[Exercise material]
_ _ _ _ _ _ _

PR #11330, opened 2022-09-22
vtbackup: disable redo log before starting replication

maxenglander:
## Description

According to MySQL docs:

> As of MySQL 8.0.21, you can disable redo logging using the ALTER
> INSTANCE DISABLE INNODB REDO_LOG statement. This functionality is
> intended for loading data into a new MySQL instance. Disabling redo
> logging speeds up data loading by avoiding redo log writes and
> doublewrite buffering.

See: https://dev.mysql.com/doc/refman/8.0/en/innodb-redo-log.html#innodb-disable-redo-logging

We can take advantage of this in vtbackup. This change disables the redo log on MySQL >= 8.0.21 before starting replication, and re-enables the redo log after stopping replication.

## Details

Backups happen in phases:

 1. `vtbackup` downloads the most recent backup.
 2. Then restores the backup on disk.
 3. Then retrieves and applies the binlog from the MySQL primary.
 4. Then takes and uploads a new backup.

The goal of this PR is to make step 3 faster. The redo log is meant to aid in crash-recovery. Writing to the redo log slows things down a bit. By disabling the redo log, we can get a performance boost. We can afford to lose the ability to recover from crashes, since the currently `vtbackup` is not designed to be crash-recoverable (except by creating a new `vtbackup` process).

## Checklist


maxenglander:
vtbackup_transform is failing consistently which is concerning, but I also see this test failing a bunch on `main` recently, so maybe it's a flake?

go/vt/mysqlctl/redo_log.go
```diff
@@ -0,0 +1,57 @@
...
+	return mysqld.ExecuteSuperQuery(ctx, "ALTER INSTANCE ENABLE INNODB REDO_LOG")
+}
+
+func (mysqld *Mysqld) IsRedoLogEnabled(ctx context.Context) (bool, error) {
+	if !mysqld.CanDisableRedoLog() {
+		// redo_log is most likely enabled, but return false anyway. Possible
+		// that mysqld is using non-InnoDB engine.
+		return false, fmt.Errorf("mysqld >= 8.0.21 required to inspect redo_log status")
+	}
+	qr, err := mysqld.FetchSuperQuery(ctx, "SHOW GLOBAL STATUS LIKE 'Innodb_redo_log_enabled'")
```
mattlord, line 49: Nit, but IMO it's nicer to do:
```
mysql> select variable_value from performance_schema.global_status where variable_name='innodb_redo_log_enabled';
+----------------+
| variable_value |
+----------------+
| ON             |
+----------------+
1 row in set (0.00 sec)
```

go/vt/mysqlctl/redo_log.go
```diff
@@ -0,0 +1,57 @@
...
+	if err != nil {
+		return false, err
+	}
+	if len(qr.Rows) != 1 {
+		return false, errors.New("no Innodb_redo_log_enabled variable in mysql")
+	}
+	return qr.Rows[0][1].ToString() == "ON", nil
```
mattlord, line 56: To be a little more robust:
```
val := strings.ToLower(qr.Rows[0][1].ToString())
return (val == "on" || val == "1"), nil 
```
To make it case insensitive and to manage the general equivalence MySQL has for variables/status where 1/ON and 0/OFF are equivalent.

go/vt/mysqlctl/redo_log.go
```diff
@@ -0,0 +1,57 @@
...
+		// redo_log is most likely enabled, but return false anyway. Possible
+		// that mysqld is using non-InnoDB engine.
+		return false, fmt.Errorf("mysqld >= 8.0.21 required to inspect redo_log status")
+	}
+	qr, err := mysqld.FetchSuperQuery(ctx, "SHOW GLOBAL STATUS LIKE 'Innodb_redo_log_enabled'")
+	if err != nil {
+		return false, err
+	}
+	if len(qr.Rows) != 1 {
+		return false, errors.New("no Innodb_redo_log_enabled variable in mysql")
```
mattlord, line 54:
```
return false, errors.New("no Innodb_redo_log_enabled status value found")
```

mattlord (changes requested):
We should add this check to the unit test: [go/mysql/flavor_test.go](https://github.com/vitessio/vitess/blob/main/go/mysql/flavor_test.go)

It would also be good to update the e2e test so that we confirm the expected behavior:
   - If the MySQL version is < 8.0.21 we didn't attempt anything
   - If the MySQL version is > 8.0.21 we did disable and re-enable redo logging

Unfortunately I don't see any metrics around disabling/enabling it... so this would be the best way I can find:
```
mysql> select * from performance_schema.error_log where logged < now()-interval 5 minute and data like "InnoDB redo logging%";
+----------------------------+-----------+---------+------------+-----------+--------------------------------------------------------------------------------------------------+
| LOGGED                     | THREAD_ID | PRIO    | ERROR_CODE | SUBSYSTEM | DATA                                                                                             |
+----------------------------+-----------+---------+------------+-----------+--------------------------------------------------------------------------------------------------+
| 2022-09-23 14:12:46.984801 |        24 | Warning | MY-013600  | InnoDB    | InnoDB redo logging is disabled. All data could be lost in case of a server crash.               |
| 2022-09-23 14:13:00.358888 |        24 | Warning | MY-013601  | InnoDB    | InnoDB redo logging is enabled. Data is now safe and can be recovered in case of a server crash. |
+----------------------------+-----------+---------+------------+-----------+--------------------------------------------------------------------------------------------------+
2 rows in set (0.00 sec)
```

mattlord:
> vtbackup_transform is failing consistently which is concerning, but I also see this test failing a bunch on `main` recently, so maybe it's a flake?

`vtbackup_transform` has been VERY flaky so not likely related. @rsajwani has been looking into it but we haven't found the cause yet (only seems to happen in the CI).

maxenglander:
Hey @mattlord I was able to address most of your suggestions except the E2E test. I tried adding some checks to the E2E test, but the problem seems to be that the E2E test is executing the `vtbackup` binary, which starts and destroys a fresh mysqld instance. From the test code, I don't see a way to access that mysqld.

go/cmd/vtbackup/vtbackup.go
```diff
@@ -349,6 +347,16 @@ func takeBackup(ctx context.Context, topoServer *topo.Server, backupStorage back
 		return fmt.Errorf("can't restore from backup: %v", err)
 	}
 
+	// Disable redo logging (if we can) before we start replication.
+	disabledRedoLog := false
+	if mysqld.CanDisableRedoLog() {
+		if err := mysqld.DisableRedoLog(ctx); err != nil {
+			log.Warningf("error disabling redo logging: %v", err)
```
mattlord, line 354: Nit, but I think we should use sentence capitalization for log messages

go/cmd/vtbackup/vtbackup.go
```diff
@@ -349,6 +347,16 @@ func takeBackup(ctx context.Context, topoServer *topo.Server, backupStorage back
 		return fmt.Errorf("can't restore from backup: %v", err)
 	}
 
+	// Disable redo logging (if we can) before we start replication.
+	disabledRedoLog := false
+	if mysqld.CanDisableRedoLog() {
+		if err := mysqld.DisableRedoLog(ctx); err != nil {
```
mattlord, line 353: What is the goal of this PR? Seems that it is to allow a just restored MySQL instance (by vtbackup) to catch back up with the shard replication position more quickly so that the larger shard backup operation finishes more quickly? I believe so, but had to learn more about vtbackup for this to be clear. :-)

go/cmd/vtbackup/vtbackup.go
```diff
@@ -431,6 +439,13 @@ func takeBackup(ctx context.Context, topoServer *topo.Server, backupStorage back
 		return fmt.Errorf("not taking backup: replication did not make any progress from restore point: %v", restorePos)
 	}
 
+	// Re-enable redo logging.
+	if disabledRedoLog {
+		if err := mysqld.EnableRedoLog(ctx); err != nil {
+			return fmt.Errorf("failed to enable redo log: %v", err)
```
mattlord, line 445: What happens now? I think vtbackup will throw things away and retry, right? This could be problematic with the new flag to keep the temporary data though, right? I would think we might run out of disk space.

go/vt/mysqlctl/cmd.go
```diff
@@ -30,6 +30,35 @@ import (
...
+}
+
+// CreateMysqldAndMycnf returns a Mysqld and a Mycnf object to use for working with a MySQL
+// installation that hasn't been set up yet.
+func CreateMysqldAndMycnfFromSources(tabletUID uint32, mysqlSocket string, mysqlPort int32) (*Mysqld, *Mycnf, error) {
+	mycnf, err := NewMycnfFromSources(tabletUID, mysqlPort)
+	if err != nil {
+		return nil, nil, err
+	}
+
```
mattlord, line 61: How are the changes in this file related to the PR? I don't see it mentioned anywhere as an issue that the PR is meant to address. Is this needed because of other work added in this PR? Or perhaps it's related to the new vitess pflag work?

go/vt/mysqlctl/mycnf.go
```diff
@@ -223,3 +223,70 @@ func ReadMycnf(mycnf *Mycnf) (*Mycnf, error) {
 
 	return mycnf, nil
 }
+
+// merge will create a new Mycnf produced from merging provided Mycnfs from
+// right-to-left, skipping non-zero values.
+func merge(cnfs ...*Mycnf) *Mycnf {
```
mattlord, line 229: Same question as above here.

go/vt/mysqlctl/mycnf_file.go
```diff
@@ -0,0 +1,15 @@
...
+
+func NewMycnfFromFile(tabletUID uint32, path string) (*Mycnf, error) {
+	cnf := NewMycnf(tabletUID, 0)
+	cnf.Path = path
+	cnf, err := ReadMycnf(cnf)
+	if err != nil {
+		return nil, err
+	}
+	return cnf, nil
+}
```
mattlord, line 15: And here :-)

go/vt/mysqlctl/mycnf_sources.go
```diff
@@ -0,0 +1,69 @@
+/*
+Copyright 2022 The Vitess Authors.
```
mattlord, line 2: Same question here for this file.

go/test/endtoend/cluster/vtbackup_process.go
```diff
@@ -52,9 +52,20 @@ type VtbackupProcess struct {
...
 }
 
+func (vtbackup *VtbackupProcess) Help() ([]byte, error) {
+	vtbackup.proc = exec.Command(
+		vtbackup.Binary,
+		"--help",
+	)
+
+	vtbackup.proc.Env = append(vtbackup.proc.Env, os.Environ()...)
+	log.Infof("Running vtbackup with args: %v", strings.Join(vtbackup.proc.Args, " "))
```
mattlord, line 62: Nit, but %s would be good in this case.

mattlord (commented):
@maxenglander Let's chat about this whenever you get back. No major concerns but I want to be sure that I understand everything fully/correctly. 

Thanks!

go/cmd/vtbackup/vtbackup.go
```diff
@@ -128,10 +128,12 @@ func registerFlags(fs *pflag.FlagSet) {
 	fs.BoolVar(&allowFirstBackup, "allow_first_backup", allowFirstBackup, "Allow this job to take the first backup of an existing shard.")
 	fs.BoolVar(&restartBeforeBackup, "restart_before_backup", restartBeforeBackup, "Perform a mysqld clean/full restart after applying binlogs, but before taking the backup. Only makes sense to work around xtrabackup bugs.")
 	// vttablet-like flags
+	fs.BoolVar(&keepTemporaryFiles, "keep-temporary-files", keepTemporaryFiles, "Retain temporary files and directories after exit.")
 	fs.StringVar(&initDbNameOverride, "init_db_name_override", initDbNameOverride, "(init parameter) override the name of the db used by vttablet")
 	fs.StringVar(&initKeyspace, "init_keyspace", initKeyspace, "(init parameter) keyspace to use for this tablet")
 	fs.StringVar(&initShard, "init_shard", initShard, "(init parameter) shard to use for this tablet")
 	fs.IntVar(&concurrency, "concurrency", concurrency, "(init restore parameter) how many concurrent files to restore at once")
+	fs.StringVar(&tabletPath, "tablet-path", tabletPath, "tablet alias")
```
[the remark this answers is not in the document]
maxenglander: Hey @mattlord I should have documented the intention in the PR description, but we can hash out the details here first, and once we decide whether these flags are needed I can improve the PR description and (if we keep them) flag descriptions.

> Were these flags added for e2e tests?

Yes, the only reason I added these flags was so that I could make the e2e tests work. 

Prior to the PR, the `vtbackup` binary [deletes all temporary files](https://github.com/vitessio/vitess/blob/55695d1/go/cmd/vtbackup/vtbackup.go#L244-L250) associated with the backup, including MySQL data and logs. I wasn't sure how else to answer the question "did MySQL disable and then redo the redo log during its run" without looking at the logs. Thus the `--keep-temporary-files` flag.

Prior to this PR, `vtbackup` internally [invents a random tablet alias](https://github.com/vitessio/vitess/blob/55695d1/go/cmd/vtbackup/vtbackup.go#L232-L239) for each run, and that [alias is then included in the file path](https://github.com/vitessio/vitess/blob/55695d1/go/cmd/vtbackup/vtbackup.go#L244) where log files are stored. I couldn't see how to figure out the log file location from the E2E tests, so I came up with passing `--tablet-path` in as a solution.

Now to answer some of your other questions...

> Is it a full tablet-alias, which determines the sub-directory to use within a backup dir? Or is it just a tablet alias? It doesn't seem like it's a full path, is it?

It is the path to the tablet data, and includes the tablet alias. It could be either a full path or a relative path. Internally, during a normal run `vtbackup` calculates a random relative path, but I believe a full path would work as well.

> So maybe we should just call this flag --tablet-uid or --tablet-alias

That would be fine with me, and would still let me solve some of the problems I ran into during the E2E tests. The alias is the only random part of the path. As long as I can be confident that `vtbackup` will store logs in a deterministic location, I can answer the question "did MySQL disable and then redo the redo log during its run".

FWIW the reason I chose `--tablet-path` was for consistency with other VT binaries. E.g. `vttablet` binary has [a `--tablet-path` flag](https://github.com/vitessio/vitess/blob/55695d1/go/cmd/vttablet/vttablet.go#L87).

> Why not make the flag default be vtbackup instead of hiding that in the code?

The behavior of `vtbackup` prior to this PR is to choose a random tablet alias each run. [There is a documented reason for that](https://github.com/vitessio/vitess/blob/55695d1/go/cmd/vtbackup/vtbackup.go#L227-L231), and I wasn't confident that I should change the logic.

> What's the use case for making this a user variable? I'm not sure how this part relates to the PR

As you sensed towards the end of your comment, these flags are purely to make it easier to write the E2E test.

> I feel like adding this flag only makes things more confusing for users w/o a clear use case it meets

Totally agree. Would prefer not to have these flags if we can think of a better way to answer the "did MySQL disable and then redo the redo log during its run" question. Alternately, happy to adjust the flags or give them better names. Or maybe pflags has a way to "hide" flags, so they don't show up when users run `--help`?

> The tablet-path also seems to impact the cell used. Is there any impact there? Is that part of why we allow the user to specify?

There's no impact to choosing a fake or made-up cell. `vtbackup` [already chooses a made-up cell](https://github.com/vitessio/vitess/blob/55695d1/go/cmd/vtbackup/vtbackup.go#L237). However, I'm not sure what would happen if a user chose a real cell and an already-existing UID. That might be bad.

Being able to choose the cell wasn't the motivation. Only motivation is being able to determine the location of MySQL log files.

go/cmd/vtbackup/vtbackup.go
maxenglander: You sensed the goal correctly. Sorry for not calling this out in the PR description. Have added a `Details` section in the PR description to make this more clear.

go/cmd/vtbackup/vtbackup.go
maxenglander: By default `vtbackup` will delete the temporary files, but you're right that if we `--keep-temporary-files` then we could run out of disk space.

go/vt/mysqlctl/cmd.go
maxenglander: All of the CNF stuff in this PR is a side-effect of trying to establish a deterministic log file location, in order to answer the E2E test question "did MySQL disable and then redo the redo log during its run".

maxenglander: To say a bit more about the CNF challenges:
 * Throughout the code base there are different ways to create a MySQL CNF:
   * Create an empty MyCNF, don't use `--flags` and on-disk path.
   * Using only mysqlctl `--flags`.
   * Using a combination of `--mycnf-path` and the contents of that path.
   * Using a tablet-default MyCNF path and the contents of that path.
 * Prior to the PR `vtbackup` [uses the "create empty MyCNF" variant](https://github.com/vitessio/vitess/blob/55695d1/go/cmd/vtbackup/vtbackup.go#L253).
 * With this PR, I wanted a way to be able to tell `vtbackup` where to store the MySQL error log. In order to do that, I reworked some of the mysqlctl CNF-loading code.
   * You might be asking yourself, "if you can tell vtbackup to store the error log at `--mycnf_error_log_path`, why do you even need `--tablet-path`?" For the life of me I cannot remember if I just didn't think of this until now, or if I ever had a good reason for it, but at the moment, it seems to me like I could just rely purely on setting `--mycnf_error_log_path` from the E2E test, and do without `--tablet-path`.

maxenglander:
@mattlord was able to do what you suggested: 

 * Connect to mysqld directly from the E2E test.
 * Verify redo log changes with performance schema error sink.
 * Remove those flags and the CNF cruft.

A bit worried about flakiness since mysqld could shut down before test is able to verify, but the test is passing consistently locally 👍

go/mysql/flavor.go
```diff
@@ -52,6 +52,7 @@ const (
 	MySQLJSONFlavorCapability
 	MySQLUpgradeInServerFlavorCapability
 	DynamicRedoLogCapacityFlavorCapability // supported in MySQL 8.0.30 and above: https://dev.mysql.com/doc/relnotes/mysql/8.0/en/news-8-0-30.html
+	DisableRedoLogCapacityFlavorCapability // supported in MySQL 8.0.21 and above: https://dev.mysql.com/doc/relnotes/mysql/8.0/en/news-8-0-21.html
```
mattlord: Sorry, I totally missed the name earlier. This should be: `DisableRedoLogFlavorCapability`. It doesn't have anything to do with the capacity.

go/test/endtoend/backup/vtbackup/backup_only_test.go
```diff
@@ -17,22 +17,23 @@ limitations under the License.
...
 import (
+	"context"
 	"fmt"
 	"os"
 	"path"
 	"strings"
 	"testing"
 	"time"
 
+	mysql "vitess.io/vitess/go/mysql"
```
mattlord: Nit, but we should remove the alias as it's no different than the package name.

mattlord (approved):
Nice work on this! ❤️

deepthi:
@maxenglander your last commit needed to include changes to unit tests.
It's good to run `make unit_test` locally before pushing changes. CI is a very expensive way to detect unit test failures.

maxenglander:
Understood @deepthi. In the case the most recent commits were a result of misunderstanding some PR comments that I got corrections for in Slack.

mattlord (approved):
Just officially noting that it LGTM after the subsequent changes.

_ _ _ _ _ _ _

[Your assignment]
Check every line above for the string "believe", and copy the ones that have it.

[Solution to the problem]
mattlord, line 353: What is the goal of this PR? Seems that it is to allow a just restored MySQL instance (by vtbackup) to catch back up with the shard replication position more quickly so that the larger shard backup operation finishes more quickly? I believe so, but had to learn more about vtbackup for this to be clear. :-)
It is the path to the tablet data, and includes the tablet alias. It could be either a full path or a relative path. Internally, during a normal run `vtbackup` calculates a random relative path, but I believe a full path would work as well.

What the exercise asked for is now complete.